7. Gegenwärtig wird daran gearbeitet, die Aktualität und Genauigkeit der Daten zu verbessern.
- Wir begrüßen die Anstrengungen der Bank für Internationalen Zahlungsausgleich (BIZ), die mit den nationalen Behörden daran arbeitet, die Zusammenstellung und Veröffentlichung der Daten über die Höhe des Auslandsrisikos der Banken weiter zu beschleunigen und die Qualität der Daten zu verbessern.

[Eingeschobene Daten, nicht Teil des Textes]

Issue #511, opened 2025-12-05
Findings related with parser


asatklichov:
- [x] (1) Resolve false-positives:  green  code in editor: SQL builtins, host variables, CICS, etc 
 
- [x] (2) Host variables bug fixes related to (paranthesis, dimension range, )
 
- [x] (3) Missing implementation for host variables 'Result set locators' and 'Result set Table locators'

- [x] (4) Missing validations for (all host-variable arrays in PL/I) host variables  in dimension range. 
Will be done LATER.   

     ` DCL (c7(100), c8(400000)) Character(15); /*dimension range 1–32767*/`

- [x] (5) Grammar error in binary host-variable arrays 
               ` DCL b_ARRAY(100) SQL TYPE IS bin; /*ERR*/`
 
- [x] (6) Hover overs support (for SQLCA and SQLDA, struct variables)

- [x] (7) Bug fixes related to quick fix 

   a. once renaming .plugin folder quick fix does not resolve,)
   b. if copybook is not found in workspace, or defined absolute path error message should be 'NOT FOUND'  not 'Can not be opened' 
   c. if program uses variable from other copybooks, it resolves it as implicit variable,  but after a while, or after reloading it then recognizes it as declared variable 

- [x] (8) Large file

 
             a) include not processed as PL/I [single threaded issue] 
             b) slow has performance issue 

- [x] (9) Pop-up dialogue on copybooks should have a) correct PATH name b) column should be 72 character, lines are OK

 

- [x] (10) Issue with compound dataset resolution e.g. %include "DIM1" is not resolved same as %include DIM1 

- [x] ( 11) Code suggestions and completions does not work properly 

- [x] (12) Vertical Ruler at column 73 is LOST sometimes 11. 

- [x] (13) MSG: Duplicate compiler option found for <TOKEN>  causes/hides many other issues

- [x] (14) MSG: String options is not recognized as a valid option keyword and is ignored. Reproduced in multiple forms.

- [x] (15) Resolve below sql-includes as normal build-ins SQLCA, SQLDA in code.  
 
EXEC SQL INCLUDE SQLCA;
EXEC SQL INCLUDE SQLDA;

- [x]  (16) INPUT & OUTPUT attributes of dataset declaration produce improper errors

- Der IWF sollte weiterhin nach Wegen suchen, um seine Mitglieder zur Bereitstellung transparenter Daten, zum Beispiel im Rahmen seiner Überwachungstätigkeit, und insbesondere zum Beitritt zum Standard für die Weitergabe von Daten (Special Data Dissemination Standards) zu ermutigen. Er arbeitet gegenwärtig an einer Aktualisierung der Standards, die darauf ausgerichtet ist, auch international vergleichbare Maßstäbe für die Bewertung von Devisenreserven, das Auslandsrisiko der Finanzsektoren und Indikatoren für die Stabilität des Finanzsektors zu erfassen. Er sollte prüfen, wie am ehesten eine Verbesserung der Qualität der Daten über die Auslandsverschuldung des Unternehmenssektors erreicht werden kann. Es muß sichergestellt werden, daß Mitgliedsländer, die diese Standards übernehmen, sie auch vollständig einhalten. Der Fonds sollte Wege finden, die Nichteinhaltung der Standards bekanntzumachen, gegebenenfalls durch detaillierte Aufführung der Beanstandungen in seinem Internet Bulletin Board und durch öffentlichen Ausschluß der Länder aus dem SDDS, wenn sie diese Mängel nicht beheben. Wir räumen ein, daß dies für die Schwellenländer eine größere Investition bedeutet und fordern die Bereitstellung technischer Hilfe, um sie bei ihren Anstrengungen zu unterstützen.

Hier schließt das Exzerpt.